→ **ACTION ITEM**
Of the lines below, copy those that hold the word "reference".

[DATASET Boundary: Start]

PR #481, opened 2025-09-22
Adding support for azure service bus as input with Azure Default Credentials support

adrianhaj:


adrianhaj:
@jem-davies @gregfurman could I ask you for review this changes? I want to ask if it will be possible to release 1.11.1 with this changes ?

jem-davies:
> @jem-davies @gregfurman could I ask you for review this changes? I want to ask if it will be possible to release 1.11.1 with this changes ?

Thanks for the contribution 😎  - I would suggest considering implementing a plugin, while this PR is in review. 

We don't typically add components in a patch release, and there are a few other PRs to review as well...

internal/impl/azure/input_service_bus_queue.go
```diff
@@ -0,0 +1,610 @@
...
+	}
+
+	return conf, nil
+}
+
+func sbqSpec() *service.ConfigSpec {
+	return service.NewConfigSpec().
+		Beta().
+		Categories("Services", "Azure").
+		Version("1.0.0").
```
gregfurman:
```suggestion
		Version("1.13.0").
```

internal/impl/azure/input_service_bus_queue.go
```diff
@@ -0,0 +1,610 @@
...
+			return nil
+		}
+
+		if res != nil {
+			errStr := res.Error()
+			for _, p := range a.conf.nackRejectPatterns {
+				if p.MatchString(errStr) {
+					a.m.RLock()
+					receiver := a.receiver
+					a.m.RUnlock()
```
gregfurman: Think you can just retrieve the pointer to this once outside the loop instead of a getting a new reference each time, unless you're concerned it's going to be set to `nil` while an `ackFunc` is still running.

internal/impl/azure/input_service_bus_queue.go
```diff
@@ -0,0 +1,610 @@
...
+					if receiver != nil {
+						if err := receiver.DeadLetterMessage(actx, msg, nil); err != nil {
+							// If dead lettering fails, abandon the message instead
+							select {
```
gregfurman: Why can we not just run `receiver.AbandonMessage` with a fire-and-forget if dead lettering fails here?

internal/impl/azure/input_service_bus_queue.go
```diff
@@ -0,0 +1,610 @@
...
+
+		if res != nil {
+			errStr := res.Error()
+			for _, p := range a.conf.nackRejectPatterns {
+				if p.MatchString(errStr) {
+					a.m.RLock()
+					receiver := a.receiver
+					a.m.RUnlock()
+					if receiver != nil {
+						if err := receiver.DeadLetterMessage(actx, msg, nil); err != nil {
```
gregfurman: **question**: These requests will automatically cancel when the `receiver.Close` is called, right?

internal/impl/azure/input_service_bus_queue.go
```diff
@@ -0,0 +1,610 @@
...
+				}
+			}
+			select {
+			case a.nackMessagesChan <- msg:
+			case <-actx.Done():
+				return actx.Err()
+			case <-a.closeSignal.SoftStopChan():
+			}
+			return nil
+		}
```
gregfurman: **suggestion(non-blocking):** Perhaps consider extracting out some of the nested logic where possible.

```suggestion
		if res == nil {
			select {
			case a.ackMessagesChan <- msg:
			case <-actx.Done():
				return actx.Err()
			case <-a.closeSignal.SoftStopChan():
			}
			return nil
		}

		errStr := res.Error()
		for _, p := range a.conf.nackRejectPatterns {
			if !p.MatchString(errStr) {
				continue
			}

			a.m.RLock()
			receiver := a.receiver
			a.m.RUnlock()
			if receiver == nil {
				return nil
			}

			if err := receiver.DeadLetterMessage(actx, msg, nil); err != nil {
				// If dead lettering fails, abandon the message instead
				return actx.Err()
			}
			select {
			case a.nackMessagesChan <- msg:
			case <-actx.Done():
				return actx.Err()
			case <-a.closeSignal.SoftStopChan():
			}
			return nil
		}

		return nil
	}
```

gregfurman:
Hey! @adrianhaj 👋  Thanks for the super neat contribution 🤩 I'm busy reviewing this PR, and should be done by a bit later today.

internal/impl/azure/input_service_bus_queue.go
```diff
@@ -0,0 +1,610 @@
...
+	}
+
+	a.receiver, err = a.client.NewReceiverForQueue(a.conf.queueName, receiverOptions)
+	if err != nil {
+		return fmt.Errorf("failed to create Service Bus receiver: %w", err)
+	}
+
+	var wg sync.WaitGroup
+	wg.Add(2)
+	go a.readLoop(&wg)
```
gregfurman: We could use the new `wg.Go()` here instead of needing to pass in a pointer to the waitgroup

internal/impl/azure/input_service_bus_queue.go
```diff
@@ -0,0 +1,610 @@
...
+	go a.ackLoop(&wg)
+	go func() {
+		wg.Wait()
+		a.closeSignal.TriggerHasStopped()
+	}()
```
gregfurman, line 233: **suggestion:** These loop methods could be refactored to take in a ctx that is cancelled when a soft stop signal is called.

https://github.com/warpstreamlabs/bento/blob/7b8149aeef45fbc1308c74f996da0be334c1d6a8/internal/impl/azure/input_service_bus_queue.go#L290-L291

```suggestion
    softStopCtx, cancel := a.closeSignal.SoftStopCtx(context.Background())
	var wg sync.WaitGroup
	wg.Go(func() { a.readLoop(softStopCtx) })
	wg.Go(func() { a.ackLoop(softStopCtx) })
	go func() {
		wg.Wait()
		a.closeSignal.TriggerHasStopped()
	}()
```

Alternatively, we could look into using an `errgroup`:

```suggestion
	softStopCtx, cancel := a.closeSignal.SoftStopCtx(context.Background())
	group, ctx := errgroup.WithContext(softStopCtx)

	group.Go(func() error { a.readLoop(ctx); return nil })
	group.Go(func() error { a.ackLoop(ctx); return nil })

	go func() {
		group.Wait()
		cancel() // cancel the loops
		a.closeSignal.TriggerHasStopped()
	}()
```

internal/impl/azure/input_service_bus_queue.go
```diff
@@ -0,0 +1,610 @@
...
+	defer done()
+
+	exponentialBackOff := backoff.NewExponentialBackOff()
+	exponentialBackOff.InitialInterval = 10 * time.Millisecond
+	exponentialBackOff.MaxInterval = time.Minute
+	exponentialBackOff.MaxElapsedTime = 0
+
+	for {
+		select {
+		case <-a.closeSignal.SoftStopChan():
```
gregfurman: **suggestion:** If `closeAtLeisureCtx` is cancelled can select on the cancelled context, right?
```suggestion
		case <-closeAtLeisureCtx.Done():
```

internal/impl/azure/input_service_bus_queue.go
```diff
@@ -0,0 +1,610 @@
...
+func (a *azureServiceBusQueueReader) readLoop(wg *sync.WaitGroup) {
+	defer wg.Done()
+
+	closeAtLeisureCtx, done := a.closeSignal.SoftStopCtx(context.Background())
+	defer done()
+
+	exponentialBackOff := backoff.NewExponentialBackOff()
+	exponentialBackOff.InitialInterval = 10 * time.Millisecond
+	exponentialBackOff.MaxInterval = time.Minute
+	exponentialBackOff.MaxElapsedTime = 0
```
gregfurman, line 242: **suggestion(non-blocking):** The `backoff.WithContext()` could be used here as well.

internal/impl/azure/input_service_bus_queue.go
```diff
@@ -0,0 +1,610 @@
...
+	for {
+		select {
+		case msg := <-a.ackMessagesChan:
+			a.m.RLock()
+			receiver := a.receiver
+			a.m.RUnlock()
+
+			if receiver != nil {
+				// Use the leisure context first, fall back to hard stop context if cancelled
+				ctx := closeAtLeisureCtx
```
gregfurman: FYI: I believe the soft stop context will be cancelled when the hard stop is called. So this call could be unnecessary.

internal/impl/azure/input_service_bus_queue.go
```diff
@@ -0,0 +1,610 @@
...
+
+func (a *azureServiceBusQueueReader) disconnect() error {
+	a.m.Lock()
+	defer a.m.Unlock()
+
+	// Stop all active lock renewals
+	a.stopAllLockRenewals()
+
+	if a.receiver != nil {
+		if err := a.receiver.Close(context.Background()); err != nil {
```
gregfurman: **suggestion**: Maybe this context could instead be derived from a`a.closeSignal.HardStopCtx()`or  `a.closeSignal.HasStoppedCtx()`. That way if we do a hard stop, we can make sure these requests are canceleld (and not blocking) the close of the component.

Could also be a nice use-case for `errgroup.WithContext` 👀

internal/impl/azure/input_service_bus_queue.go
```diff
@@ -0,0 +1,610 @@
...
+	select {
+	case <-ctx.Done():
+		return ctx.Err()
+	case <-a.closeSignal.HasStoppedChan():
+	}
+	return a.disconnect()
+}
+
+func (a *azureServiceBusQueueReader) disconnect() error {
+	a.m.Lock()
```
gregfurman, line 529: nit: Let's make sure this doesn't deadlock anywhere! 🔒

internal/impl/azure/input_service_bus_queue.go
```diff
@@ -0,0 +1,610 @@
...
+
+				if receiver == nil {
+					return
+				}
+
+				ctx, cancel := context.WithTimeout(context.Background(), 10*time.Second)
+				if err := receiver.RenewMessageLock(ctx, msg, nil); err != nil {
+					a.log.Debugf("Failed to renew lock for message %s: %v", lockToken, err)
+					cancel()
+					return
```
gregfurman: nit: you can just use `defer cancel()` to ensure this is always called

internal/impl/azure/input_service_bus_queue.go
```diff
@@ -0,0 +1,610 @@
...
+	default:
+		close(stopChan)
+	}
+
+	a.locksMutex.Lock()
+	delete(a.activeLocks, lockToken)
+	a.locksMutex.Unlock()
+}
+
+func (a *azureServiceBusQueueReader) stopAllLockRenewals() {
```
gregfurman, line 633: **non-blocking**: I'm going to do a follow-up comment on this, but. think we can re-work this lock tracking using a [`singleflight.Group`](https://pkg.go.dev/golang.org/x/sync/singleflight). Perhaps I'll open a seperate PR targeting this branch on your forked repo and we can see whether you think it works.

gregfurman (commented):
Thank you for the fantastic PR! Really appreciate your usage of shutdown signallers to ensure this component cleans up gracefully 🤩 

Genuinely a lot of fun to review, so kudos on the contribution 😄 Have left some comments and suggestions. Nothing really blocking but would like to hear your feedback on some of what I've raised.

adrianhaj:
> Thank you for the fantastic PR! Really appreciate your usage of shutdown signallers to ensure this component cleans up gracefully 🤩
> 
> Genuinely a lot of fun to review, so kudos on the contribution 😄 Have left some comments and suggestions. Nothing really blocking but would like to hear your feedback on some of what I've raised.

Thank you for review :) I will try to apply all changes as soon as possible :)

internal/impl/azure/input_service_bus_queue.go
adrianhaj: Fixed. Thanks for finding this :)

internal/impl/azure/input_service_bus_queue.go
adrianhaj: Thanks, applied

internal/impl/azure/input_service_bus_queue.go
adrianhaj: You are right, changed.

internal/impl/azure/input_service_bus_queue.go
adrianhaj: Thanks for pointing this.

internal/impl/azure/input_service_bus_queue.go
adrianhaj: Fixed :)

internal/impl/azure/input_service_bus_queue.go
adrianhaj: Done

internal/impl/azure/input_service_bus_queue.go
adrianhaj: Code was refactored to apply this comment.

internal/impl/azure/input_service_bus_queue.go
adrianhaj: Thanks for finding this

internal/impl/azure/input_service_bus_queue.go
adrianhaj: I will be grateful if you can 🙏

internal/impl/azure/input_service_bus_queue.go
adrianhaj: Code refactored.

internal/impl/azure/input_service_bus_queue.go
adrianhaj: Thanks for pointing this.

adrianhaj:
> > Thank you for the fantastic PR! Really appreciate your usage of shutdown signallers to ensure this component cleans up gracefully 🤩
> > Genuinely a lot of fun to review, so kudos on the contribution 😄 Have left some comments and suggestions. Nothing really blocking but would like to hear your feedback on some of what I've raised.
> 
> Thank you for review :) All changes applied. Please check it if any more comments I will be happy to contribute :)

internal/impl/azure/input_service_bus_queue.go
```diff
@@ -0,0 +1,648 @@
...
+
+	for {
+		select {
+		case msg := <-a.ackMessagesChan:
+			a.m.RLock()
+			receiver := a.receiver
+			a.m.RUnlock()
+
+			if receiver != nil {
+				// Use the soft stop context first, fall back to hard stop context if cancelled
```
gregfurman:
```suggestion
```

internal/impl/azure/input_service_bus_queue.go
```diff
@@ -0,0 +1,648 @@
...
+		ReceiveMode: azservicebus.ReceiveModePeekLock,
+	}
+
+	a.receiver, err = a.client.NewReceiverForQueue(a.conf.queueName, receiverOptions)
+	if err != nil {
+		return fmt.Errorf("failed to create Service Bus receiver: %w", err)
+	}
+
+	softStopCtx, cancel := a.closeSignal.SoftStopCtx(context.Background())
+	defer cancel()
```
gregfurman: Calling `defer cancel()` means that the context will cancel when the `Connect()` method returns -- which is not what you want since we expect it to be cancelled by a soft-stop signal.

We should probably ignore it entirely tbh i.e

```
softStopCtx, _ := a.closeSignal.SoftStopCtx(context.Background())
```

internal/impl/azure/input_service_bus_queue.go
```diff
@@ -0,0 +1,648 @@
...
+	}
+
+	softStopCtx, cancel := a.closeSignal.SoftStopCtx(ctx)
+
+	var wg sync.WaitGroup
+	wg.Go(func() { a.readLoop(softStopCtx) })
+	wg.Go(func() { a.ackLoop(softStopCtx) })
+	go func() {
+		wg.Wait()
+		cancel()
```
gregfurman: Was about to comment on this usage of `cancel` 🙂 We can also just ignore it since we don't ever expect to cancel early.

internal/impl/azure/input_service_bus_queue.go
```diff
@@ -0,0 +1,648 @@
...
+			pConf, err := sbqConfigFromParsed(conf)
+			if err != nil {
+				return nil, err
+			}
+			return newAzureServiceBusQueueReader(pConf, mgr)
+		})
+	if err != nil {
+		panic(err)
+	}
+}
```
gregfurman: Can we place this `init` at the top of the file rather?

internal/impl/azure/input_service_bus_queue_test.go
```diff
@@ -0,0 +1,252 @@
...
+	conf := service.NewConfigSpec().
+		Field(service.NewStringField("connection_string").Default("")).
+		Field(service.NewStringField("namespace").Default("")).
+		Field(service.NewStringField("queue").Default("test-queue")).
+		Field(service.NewInputMaxInFlightField().Default(10)).
+		Field(service.NewBoolField("auto_ack").Default(false)).
+		Field(service.NewStringListField("nack_reject_patterns").Default([]any{})).
+		Field(service.NewBoolField("renew_lock").Default(true))
+
+	parsed, err := conf.ParseYAML(`
```
gregfurman: This isn't explicitly testing the config spec you have defined for the service. Instead, you should replace all of this with a direct reference to your defined config spec in `sbqSpec` i.e

```suggestion
parsed, err := sbqSpec().ParseYAML(`
```

internal/impl/azure/input_service_bus_queue_test.go
```diff
@@ -0,0 +1,252 @@
...
+	assert.Nil(t, ackFn)
+	assert.Equal(t, service.ErrNotConnected, err)
+}
+
+func TestServiceBusQueueInit(t *testing.T) {
+	// Test that the input is properly registered
+	// This test ensures the init() function works correctly
+
+	// We can't easily test init() directly, but we can test that
+	// the registration doesn't panic and creates the right input type
```
gregfurman: FYI: you can test this case with a a `_test` namespaced package i.e

```golang
# internal/impl/azure/input_service_bus_queue_test_package.go
package azure_test

import	(
    "testing"

    _ "github.com/warpstreamlabs/bento/public/components/azure" # this import will ensure `init` runs
)

func TestServiceBusQueueInit(t *testing.T) {
 # ...
}
```

But you should instead look at adding an integration test for this case, which also checks if the registration occurs correctly in addition to whether the component can be opened/closed, read data etc.

See [internal/impl/azure/integration_test.go](https://github.com/warpstreamlabs/bento/blob/0a303f85ee73922922038386610fe95e86d41cfe/internal/impl/azure/integration_test.go).

adrianhaj:
Hi @gregfurman should I change something else that you can review it again ?

internal/impl/azure/input_service_bus_queue.go
```diff
@@ -0,0 +1,648 @@
...
+			conf.nackRejectPatterns = append(conf.nackRejectPatterns, r)
+		}
+	}
+
+	return conf, nil
+}
+
+func sbqSpec() *service.ConfigSpec {
+	return service.NewConfigSpec().
+		Beta().
```
gregfurman: Can you comment out this Beta() tag? I think without integration tests we should rather have the component tagged as experimental.

adrianhaj: done

internal/impl/azure/input_service_bus_queue.go
adrianhaj: done

internal/impl/azure/input_service_bus_queue.go
adrianhaj: done. Thanks for comment

internal/impl/azure/input_service_bus_queue.go
adrianhaj: Thank you for comment. Code changed :)

internal/impl/azure/input_service_bus_queue_test.go
adrianhaj: Test refactored. Integration test added.

adrianhaj:
> Hey! Thanks for the ping here. I had written this review like last week but never posted it (maybe GitHub had a moment).
> 
> Overall, the PR looks good to ship! Think the tests can be worked on a bit though -- as we don't actually test whether the reading functionality of the component is working as intended. Adding an integration test is obviously the gold standard but we sometimes go so far as to create mock HTTP servers.
> 
> Think that could be out of scope for this PR though since it's already quite big. Once this is merged, let's open an issue on the backlog for adding integration tests to this 🙂
> 
> Let me know if you have any Qs on my final feedback. Once addressed, I don't see any blockers to merging :shipit:

Thanks, all changes applied :) I was able to add integration tests. Please check :)

adrianhaj:
> LGTM! Once CI passes I'll merge this in :shipit:
> 
> FYI I've rebased your branch and changed the integration test to instead use `mssql-server` instead of `azure-sql-edge` since the latter was problematic on ARM64.
> 
> Otherwise, thanks for the superb PR and addressing all of my feedback! 🎉

Thank you!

[DATASET Boundary: End]

→ **RESPONSE AREA**
gregfurman: Think you can just retrieve the pointer to this once outside the loop instead of a getting a new reference each time, unless you're concerned it's going to be set to `nil` while an `ackFunc` is still running.
gregfurman: This isn't explicitly testing the config spec you have defined for the service. Instead, you should replace all of this with a direct reference to your defined config spec in `sbqSpec` i.e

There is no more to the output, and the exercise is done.